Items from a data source

PR #1673, opened 2021-08-16
represent BASE_MODE field in messages SET_MODE and MAV_CMD_DO_SET_MODE

asmyasnikov:
Attribute bitmask used for my tool [go-mavgen](https://github.com/asmyasnikov/go-mavlink) for serialise message to string as bitmask array of MAV_MODE_FLAG bits. But current definition interpret BASE_MODE as enum with switch-case rules. Ardupilot and PX4 interprets BASE_MODE as bitmap value

### DIFF
--- a/message_definitions/v1.0/common.xml
+++ b/message_definitions/v1.0/common.xml
@@ -1112,7 +1112,7 @@
       </entry>
       <entry value="176" name="MAV_CMD_DO_SET_MODE" hasLocation="false" isDestination="false">
         <description>Set system mode.</description>
-        <param index="1" label="Mode" enum="MAV_MODE">Mode</param>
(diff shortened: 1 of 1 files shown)


hamishwillee:
In order to accept this we would need **verification** that this would not break any of the deployed systems. Minimally that means perhaps building the library and slotting it into PX4 and Mission planner builds. If you can verify that no changes at all had to be made in PX4 or Mission Planner builds corresponding to this message change then we'd consider this further.

In addition, this fails the tests because the `display` attribute is not allowed on parameters - see https://mavlink.io/en/guide/xml_schema.html#param . Before this could be accepted we'd have to modify the XSD. 

I'm closing for now, but feel free to reopen if you can provide the following changes and verification.

asmyasnikov:
Ok, I revert appending display attribute to param - you are write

▶ [TASK DIRECTIONS] Pull together all lines from the data that mention the word "enum".

▶ [FINISHED EXERCISE]
Attribute bitmask used for my tool [go-mavgen](https://github.com/asmyasnikov/go-mavlink) for serialise message to string as bitmask array of MAV_MODE_FLAG bits. But current definition interpret BASE_MODE as enum with switch-case rules. Ardupilot and PX4 interprets BASE_MODE as bitmap value
-        <param index="1" label="Mode" enum="MAV_MODE">Mode</param>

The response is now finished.